3) Related to this: In Gupta’s original report, the intention seems to be to discredit the film’s data. Gupta argues in the original piece that Moore “fudges the facts.” The report has the pretension of the neutral “fact checker” that is holding Moore’s feet to the fire. It creates the rhetorical impression that Moore is inaccurate on a number of important facts. Moore seems right in saying that Gupta’s evidence does not support such a conclusion. Moore should have stuck to putting the burden on Gupta to defend his somewhat outrageous accusation–or better retracting it altogether.

Update: Just saw this. Looks like CNN did the decent thing.

Woodrow Wilson did it too

This is from Jonah Goldberg one long exercise in the tu quoque (among much else):

>At a candidate forum for trial lawyers in Chicago on Sunday, Hillary Rodham Clinton proclaimed that the Bush administration is “the most radical presidency we have ever had.”

>This is, quite simply, absurd. But such boob-bait for the Bush bashers is common today in Democratic circles, just as similar right-wing rhetoric about Bill Clinton was par for the course a decade ago. The culture war, it seems, has distorted how we view politics more than we realize. Trust in government is at historic lows, but faith in one’s own “team” remains remarkably durable. (President Bush’s job-approval rating among Republicans is 80 percent, according to the polling company Rasmussen Reports.)
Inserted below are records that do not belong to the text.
PR #917, opened 2024-03-03
perf(747): Single query execution for multiple subscriptions 

joshua-spacetime:
# Description of Changes

Previously we would evaluate each and every subscription on each and every row update.
If N subscriptions had a query Q in common, Q would be evaluated N different times.
With this change, queries are evaluated once, and the results transmitted to each client.
So in the example above, Q would be evaluated once, with the results duplicated to N different clients.

Some things to note:
1. It's currently single threaded
    In principle evaluating row updates should be very fast.
    On the order of microseconds.
    In that case parallelizing eval probably just adds overhead.
    However if we didn't have to aggregate the different table updates before sending to the client, it might be beneficial.
2. It's evaluated on a rayon thread.
    Again, if eval_incr is on the order of microseconds, is this just adding overhead?
3. When sending to clients, we clone `DatabaseTableUpdate`
    This means we clone product values.
    It would be better if we could serialize each DatabaseTableUpdate, so that we could just memcpy, but that would require changes to our protobuf schema.

None

4 Mainly due to subpar test coverage of eval_incr (although we have decent coverage, just not excellent)

### DIFF
--- a/crates/core/src/subscription/execution_unit.rs
+++ b/crates/core/src/subscription/execution_unit.rs
@@ -1,0 +1,161 @@
+use std::hash::Hash;
+
+use spacetimedb_lib::identity::AuthCtx;
+use spacetimedb_primitives::TableId;
+use spacetimedb_vm::expr::SourceSet;
+
+use crate::db::relational_db::{RelationalDB, Tx};
+use crate::error::DBError;
+use crate::execution_context::ExecutionContext;
+use crate::host::module_host::{DatabaseTableUpdate, TableOp};
+
+use super::query::{self, run_query, Supported};
+use super::subscription::{eval_primary_updates, IncrementalJoin, SupportedQuery};
+
+/// A hash for uniquely identifying query execution units,
+/// to avoid recompilation of queries that have an open subscription.
+///
+/// Currently we are using a cryptographic hash,
+/// which is most certainly overkill.
+/// However the benefits include uniqueness by definition,
+/// and a compact representation for equality comparisons.
+///
+/// It also decouples the hash from the physical plan.
+///
+/// Note that we could hash QueryExprs directly,
+/// using the standard library's hasher.
+/// However some execution units are comprised of several query plans,
+/// as is the case for incremental joins.
+/// And we want to associate a hash with the entire unit of execution,
+/// rather than an individual plan.
+#[derive(Debug, Clone, Copy, PartialEq, Eq, Hash)]
+pub struct QueryHash {
+    data: [u8; 32],
+}
+
+impl QueryHash {
+    pub const NONE: Self = Self { data: [0; 32] };
+
+    pub fn from_bytes(bytes: &[u8]) -> Self {
+        Self {
+            data: blake3::hash(bytes).into(),
+        }
+    }
+
+    pub fn from_string(str: &str) -> Self {
+        Self::from_bytes(str.as_bytes())
+    }
+}
+
+/// An atomic unit of execution within a subscription set.
+/// Currently just a single query plan,
+/// however in the future this could be multiple query plans,
+/// such as those of an incremental join.
+#[derive(Debug)]
+pub struct ExecutionUnit {
+    hash: QueryHash,
+    plan: SupportedQuery,
+}
+
+/// An ExecutionUnit is uniquely identified by its QueryHash.
+impl Eq for ExecutionUnit {}
+
+impl PartialEq for ExecutionUnit {
+    fn eq(&self, other: &Self) -> bool {
+        self.hash == other.hash
+    }
+}
+
+impl From<SupportedQuery> for ExecutionUnit {
+    fn from(plan: SupportedQuery) -> Self {
+        ExecutionUnit {
+            hash: QueryHash::NONE,
+            plan,
+        }
+    }
+}
+
+impl ExecutionUnit {
+    pub fn new(plan: SupportedQuery, hash: QueryHash) -> Self {
+        ExecutionUnit { hash, plan }
+    }
+
+    /// Is this a single table select or a semijoin?
+    pub fn kind(&self) -> Supported {
+        self.plan.kind
+    }
+
+    /// The unique query hash for this execution unit.
+    pub fn hash(&self) -> QueryHash {
+        self.hash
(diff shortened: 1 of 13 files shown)


crates/core/src/subscription/execution_unit.rs
```diff
@@ -0,0 +1,146 @@
...
+    /// this is the same as the return table.
+    /// In the case of a semijoin,
+    /// it is the auxiliary table against which we are joining.
+    pub fn filter_table(&self) -> TableId {
+        self.plan.filter_table()
+    }
+
+    /// Evaluate this execution unit against the database.
+    #[tracing::instrument(skip_all)]
+    pub fn eval(&self, db: &RelationalDB, tx: &Tx, auth: AuthCtx) -> Result<Option<DatabaseTableUpdate>, DBError> {
```
joshua-spacetime, line 98: Copied from the old eval code.

crates/core/src/subscription/module_subscription_actor.rs
```diff
@@ -47,44 +42,49 @@ impl ModuleSubscriptions {
...
+        for sql in subscription.query_strings {
+            let hash = QueryHash::from_string(&sql);
+            if let Some(unit) = guard.query(&hash) {
+                queries.push(unit);
+            } else {
+                queries.extend(
+                    compile_read_only_query(&self.relational_db, &tx, &auth, &sql)?
+                        .into_iter()
+                        .map(|plan| Arc::new(ExecutionUnit::new(plan, hash))),
+                )
```
gefjon, line 58: Why do we have `queries.push` in one branch, but `queries.extend` in the other? Surely we want to add exactly 1 element in either branch, right?

gefjon (commented):
This all seems reasonable. Minor requests for clarification/comments. Happy to approve once we get a PR description written.

crates/core/src/subscription/module_subscription_manager.rs
```diff
@@ -0,0 +1,389 @@
...
+use crate::execution_context::ExecutionContext;
+use crate::host::module_host::{DatabaseTableUpdate, DatabaseUpdate, ModuleEvent};
+use smallvec::SmallVec;
+use spacetimedb_lib::identity::AuthCtx;
+use spacetimedb_lib::Identity;
+use spacetimedb_primitives::TableId;
+use std::collections::{HashMap, HashSet};
+use std::sync::Arc;
+
+type Id = Identity;
```
mamcx, line 15: I think this alias makes things more opaque.

crates/core/src/subscription/module_subscription_manager.rs
```diff
@@ -0,0 +1,389 @@
...
+                        self.tables.remove(&query.filter_table());
+                    }
+                }
+            }
+            !ids.is_empty()
+        });
+    }
+
+    #[tracing::instrument(skip_all)]
+    pub async fn eval_updates(&self, db: &RelationalDB, auth: AuthCtx, event: Arc<ModuleEvent>) -> Result<(), DBError> {
```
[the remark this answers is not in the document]
mamcx: In concrete, what are the expectations/invariants when you evaluate the updates, so if somebody make changes here it knows...

crates/core/src/subscription/subscription.rs
```diff
@@ -101,6 +102,37 @@ impl SupportedQuery {
...
+
+    pub fn return_table(&self) -> TableId {
+        self.expr.source.get_db_table().unwrap().table_id
+    }
+
+    pub fn return_name(&self) -> String {
+        self.expr.source.table_name().to_owned()
+    }
+
+    pub fn filter_table(&self) -> TableId {
```
mamcx, line 114: What is the purpose of this filtering?

crates/core/src/subscription/execution_unit.rs
```diff
@@ -0,0 +1,146 @@
...
+use crate::db::relational_db::{RelationalDB, Tx};
+use crate::error::DBError;
+use crate::execution_context::ExecutionContext;
+use crate::host::module_host::{DatabaseTableUpdate, TableOp};
+
+use super::query::{self, run_query, Supported};
+use super::subscription::{eval_primary_updates, IncrementalJoin, SupportedQuery};
+
+/// A hash for uniquely identifying queries.
+/// Its purpose is to avoid recompilation of queries that have an open subscription.
```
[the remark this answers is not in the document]
joshua-spacetime: Mainly to avoid Eq comparisons on QueryExpr in the case of hash collisions.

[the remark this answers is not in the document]
joshua-spacetime: Also forward looking to when we are maintaining multiple QueryExprs for a join query.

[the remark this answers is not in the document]
joshua-spacetime: I will add a comment explaining :)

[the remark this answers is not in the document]
gefjon: Could you add a comment to that effect, which says that you believe blake3 hashing to be faster than `QueryExpr::eq`?

crates/core/src/subscription/module_subscription_actor.rs
joshua-spacetime: Correct, this assumes that compile_read_only_query returns a single element vec. I should either add an assert, or change the type signature.

crates/core/src/subscription/module_subscription_manager.rs
joshua-spacetime: I think you're right. I will remove this alias.

crates/core/src/subscription/module_subscription_actor.rs
gefjon: I would also accept a comment to that effect. Any of the three would be fine, just so long as a reader can tell what's going on.

crates/core/src/subscription/subscription.rs
joshua-spacetime: I'm maintaining a map from TableIds to the queries that read from them. This method is really only relevant for joins where there is a return table and then this filter table, which is the joining table. I will add a clarifying comment here.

Then he goes on to criticize Woodrow Wilson.

Nobody is defending Woodrow Wilson. And whether Bill Clinton pardoned convicted felons has nothing to do with whether Scooter Libby deserved a pardon.

Non-existent principles

This from Brooks’ column yesterday. Inspired by this.

>[H]is self-confidence survives because it flows from two sources. The first is his unconquerable faith in the rightness of his Big Idea. Bush is convinced that history is moving in the direction of democracy, or as he said Friday: “It’s more of a theological perspective. I do believe there is an Almighty, and I believe a gift of that Almighty to all is freedom. And I will tell you that is a principle that no one can convince me that doesn’t exist.”

I missed the part in the Bible about history moving in the direction of democracy. That idea–democracy–was someone else’s. I’m also uncertain whether the dispute about Bush’s belligerent and counterproductive policies primarily concerns whether or not certain principles “exist.” Whatever the source of such foundational principles of value (divine beneficence, common agreement, or whatever), there will always remain the question of how to apply them. Claiming that they’re divine, in other words, tells us nothing about how to apply them.

Or Tolstoy is right

David Brooks writes:

>Many will doubt this, but Bush is a smart and compelling presence in person, and only the whispering voice of Leo Tolstoy holds one back.

>Tolstoy had a very different theory of history. Tolstoy believed great leaders are puffed-up popinjays. They think their public decisions shape history, but really it is the everyday experiences of millions of people which organically and chaotically shape the destiny of nations — from the bottom up.

>According to this view, societies are infinitely complex. They can’t be understood or directed by a group of politicians in the White House or the Green Zone. Societies move and breathe on their own, through the jostling of mentalities and habits. Politics is a thin crust on the surface of culture. Political leaders can only play a tiny role in transforming a people, especially when the integral fabric of society has dissolved.

>If Bush’s theory of history is correct, the right security plan can lead to safety, the right political compromises to stability. But if Tolstoy is right, then the future of Iraq is beyond the reach of global summits, political benchmarks and the understanding of any chief executive.

Again, not so much a false dichotomy as false dichotomizing: considering only two very different possibilities as exhaustive without the further claim that one is evidently false or ridiculous.